You could compute the same quantities using more familiar commands by selecting the numerical columns:

colMeans(Ex1[,2:3])
##  P  S 
## 59 65
cov(Ex1[,2:3])
##       P     S
## P 246.5 116.0
## S 116.0 371.5
  • Can you compute the covariance matrix using the definition in Equation (1.2)?
  1. The mtcars dataset is another built-in dataset in R. You can read about it by typing ?mtcars in R. Note that some of the variables are factors. You can ensure R treats them as factors by using the following command to create a dataset where they are listed as factors:
mtcars2 <- within(mtcars, {
   vs <- factor(vs, labels = c("V", "S"))
   am <- factor(am, labels = c("automatic", "manual"))
   cyl  <- ordered(cyl)
   gear <- ordered(gear)
   carb <- ordered(carb)
})

Work with the mtcars2 dataframe when you use ggplot2.

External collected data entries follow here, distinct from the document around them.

Issue #1849, opened 2023-11-10
component client - calling a View with more than one parametr fails


aludwiko:
Exception:
```
java.lang.IllegalArgumentException: Can only resolve method references from serializable SAMs, class was: class java.lang.reflect.Method

	at kalix.javasdk.impl.client.MethodRefResolver$.resolveMethodRef(MethodRefResolver.scala:32)
	at kalix.javasdk.client.ComponentCall$.invoke(ComponentCall.scala:73)
	at kalix.javasdk.client.ComponentCall2.params(ComponentCall.scala:206)
	at be.....myTest.java:86)
```

PR #1850, opened 2023-11-10
fix: calling a view with more than one parameter

aludwiko:
References #1849


johanandren (approved):
LGTM, 21 arguments is all one could ever expect anyone to use! :D 

Brings back good old Scala case class memories.

Issue #7331, opened 2015-02-18
Proposal for Model, setter method for attributes


adamasantares:
Hi all.

I've create and tested this method for class /vendor/yiisoft/yii2/base/Model.php

```php
    /**
     * Sets the attribute value by calling it as setter method
     * By default the attributes work as this:  $model->attributeName = value; $mode->save();
     * But this overload allow to use like this:  $model->setAttributeName(value)->setAnotherAttr(value2)->save();
     * @param string $name
     * @param array $attributes
     * @return mixed
     */
    public function __call($name, $attributes)
    {
        if (!empty($attributes) && (is_numeric($attributes[0]) || is_string($attributes[0]))) {
            foreach ($this->attributes() as $attr) {
                $setter = 'set' . ucfirst($attr);
                if ($name == $setter) {
                    $this->$attr = $attributes[0];
                    return $this;
                }
            }
        }
        // default overload from Component class
        return parent::__call($name, $attributes);
    }
```

I think this method is good solution, with it you can set values for different attributes in one line.
But I really  have not time for make a PR.

samdark:
What's the benefit exactly?

adamasantares:
Now I must write:

```php
$user->email = 'aa@bb.cc';
$user->phone = '8888888888';
$user->save();
```

totally 3 time uses of $user.

With this method I can write

```php
$user->setEmail('aa@bb.cc')->setPhone('8888888888')->save();
```

I'd like that style more.

It can be without prefix 'set', just ```$user->email('value');``` but in this case may be problem with methods which has same names.

klimov-paul:
Whay don't simply use `setAttributes()` then?

adamasantares:
@klimov-paul good question... :)
Try to compare

```php
$model->setAttributes(['email' => 'aa@bb.cc', 'phone' => '8888888888']);
$model->save();
```

or

```php
$user->setEmail('aa@bb.cc')->setPhone('8888888888')->save();
```

well, last style more compact and nothing more...

lynicidn:
solve:
```php
function setPhone($phone)
{
$this->setAttribute('phone', $phone);
return $this;
}
```

dynasource:
I like the idea of saving a value in 1 line, but I dont think you have thought about the huge performance loss. 

__call is one of the most called functions in Yii2. If its not optimal, it shouldnt be altered

samdark:
I don't think we want it in the framework:

1. Performance issue.
[...]

PR #9321, opened 2015-08-05
enable one-line $model update

dynasource:
fix for #7331 and enable shorter code


samdark:
Wasn't it decided not to implement it?

cebe:
yes

dynasource:
have you read my post https://github.com/yiisoft/yii2/issues/7331#issuecomment-127970269

dynasource:
I cannot think of a good reason why the framework should not provide a way of setting & saving a model in 1 line.

* its useful
* its something many people want to use (and finally come to the conclusion its not supported)
* this solution does not affect performance (no magic and not using __call)
* arguments about similar proposals (https://github.com/yiisoft/yii2/issues/7331#issuecomment-74869942) is not an argument

PR #9324, opened 2015-08-05
Fix mysql QueryBuilder boolean type

mj4444ru:
The problem is that yii type boolean type is considered mysql bit (1), and in QueryBuilder it is incorrect. When we create a migration using Schema :: TYPE_BOOLEAN, database type we get Schema :: TYPE_SMALLINT, and the model of type integer.

/framework/db/mysql/Schema.php

if ($column->size === 1 && $type === 'bit') {
    $column->type = 'boolean';
}

/framework/db/mysql/QueryBuilder.php

public $typeMap = [
...
Schema::TYPE_BOOLEAN => 'tinyint(1)',
...
];


samdark:
What is the problem currently?

mj4444ru:
Проблема в том, что для yii типом boolean считается тип mysql bit(1), а в QueryBuilder он некорректен. Когда мы создаём миграцию с использованием Schema::TYPE_BOOLEAN, в базе данных мы получаем тип Schema::TYPE_SMALLINT, а модель с типом integer.

Простите что сразу не написал. Не успел оформить.

mj4444ru:
The problem is that yii type boolean type is considered mysql bit (1), and in QueryBuilder it is incorrect. When we create a migration using Schema :: TYPE_BOOLEAN, database type we get Schema :: TYPE_SMALLINT, and the model of type integer.

Sorry that just has not. I do not have time to issue.

samdark:
What do you mean by "in QueryBuilder it is incorrect"?

mj4444ru:
public $typeMap = [
...
Schema::TYPE_BOOLEAN => 'tinyint(1)',
...
];

samdark:
Why `tinyint(1)` is incorrect?

Faryshta:
@samdark its not wrong to use `tinyint(1)` simply 'bit(1)` requires less space in disk and can get lesser possible values. For example using tinyint you can insert a value equal 2.

The problem I think would be if all SQL engines support it to avoid generating problems when migrating from one db engine to another

cebe:
the mysql synonym for boolean is tinyint(1):

> BOOL, BOOLEAN
> 
> These types are synonyms for TINYINT(1). A value of zero is considered false. Nonzero values are considered true: 

https://dev.mysql.com/doc/refman/5.0/en/numeric-type-overview.html

mj4444ru:
Why the alias MySQL? yii type boolean considers the type bit (1).

cebe:
it considers bit(1) and tinyint(1), what is the problem?

mj4444ru:
The problem is that yii in accordance with the "mysql Schema" said type boolean type mysql bit (1).

Code file "/framework/db/mysql/Schema.php"
if ($ column-> size === 1 && $ type === 'bit') {
     $ column-> type = 'boolean';
}

At this time, "/framework/db/mysql/QueryBuilder.php" said boolean type tinyint (1).

Thus "QueryBuilder.php" contradicts "Schema.php".

It does not matter what's in the mysql alias type "boolean".
It is important to consider that type of "boolean" the core yii.

cebe:
this line should cover the tinyint(1) case too then. https://github.com/yiisoft/yii2/blob/master/framework/db/mysql/Schema.php#L160 I thought it was already doing this...

mj4444ru:
@cebe So can not be done
`tinyint(1)` - a number from -127 to 127

cebe:
closing this in favor of #9339

PR #9332, opened 2015-08-06
Use minify assets

muhammadcahya:


cebe:
This is not valid PHP code...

  • Create some plots to explore the structure of this dataset using ggplot2.
  • Try using the pairs command from base R and the ggpairs command from GGally.
  • Try colouring the scatter plots accoring to whether the car is automatic or not. - Create another plot using colour to represent the number of gears.
  • Find another type of plot from one of the plot galleries and try to create a similar plot with these data.
  1. We can 100 generate samples from the multivariate normal distribution with mean vector \[{\boldsymbol{\mu}}= \left(\begin{array}{c}1\\0\end{array}\right)\] and covariance matrix \[\boldsymbol{\Sigma}= \left(\begin{array}{cc}2&1\\1&2\end{array}\right)\] as follows (you may need to install the R package mvtnorm first):
library(mvtnorm)
mu = c(1,0)
Sigma=matrix(c(2,1,1,2), nr=2)
X <- rmvnorm(n=100, mean=mu, sigma=Sigma)
  • Compute the sample mean and covariance matrix of these samples.
  • Generate a new sample dataset, \(X\), and recompute the sample mean and covariance matrix. What do you notice?
  • Try changing \(n\), the number of samples (making it much larger say), and now recomputing the mean and covariance. What do you notice?
  1. Optional Download the MNIST data from Moodle and load it into R.
load('mnist.rda')

This loads a list mnist that splits the data into two parts

mnist$train ## a training set of 60000 images
mnist$test ## a test set of 10000 images

Let’s just look at the training set. This is also a list containing the image intensities and the image labels

mnist$train$x # image intensities
mnist$train$y # image labels

If we select just the first image we can see it is a vector of length 784 containing numbers between 0 and 1.

mnist$train$x[1,]

I’ve created a function to help you plot these images.

library(reshape2)
library(ggplot2)


plot.mnist <- function(im){
  #im[im<0]<-0 # set any negative intensities to zero
  #im[im>1]<-1 # set an intensities bigger than 1 to 1.
  
  
  if(is.vector(im)){ # a single image
    
    A<-matrix(im, nr=28, byrow=F)
    C<- melt(A, varnames = c("x", "y"), 
             value.name = "intensity")
    p<-ggplot(C, aes(x = x, y = y, fill = intensity))+
      geom_tile(aes(fill=intensity))+
      scale_fill_gradient(low='white', high='black')+
      scale_y_reverse()+theme(
        strip.background = element_blank(),
        strip.text.x = element_blank(),
        panel.spacing = unit(0, "lines"),
        axis.text = element_blank(),
        axis.ticks = element_blank()
      ) 
  }
  else{
    if (dim(im)[2]!=784){
      im = t(im)
    } 
    n <- dim(im)[1]
    As <- array(im, dim = c(n, 28, 28))
    
    Cs<- melt(As, varnames = c("image","x", "y"), 
              value.name = "intensity")
    p<-ggplot(Cs, aes(x = x, y = y, fill = intensity))+
      geom_tile(aes(fill=intensity))+
      scale_fill_gradient(low='white', high='black')+
      facet_wrap(~ image, nrow = floor(sqrt(n))+1, 
                 ncol = floor(sqrt(n))+1)+
      scale_y_reverse()+theme(
        strip.background = element_blank(),
        strip.text.x = element_blank(),
        panel.spacing = unit(0, "lines"),
        axis.text = element_blank(),
        axis.ticks = element_blank()
      ) 
    
  }
  return(p)
}
  • Use this command to plot the first 10 images from the MNIST training set.

  • Select all the 5s from the MNIST training set. Plot a selection of these digits.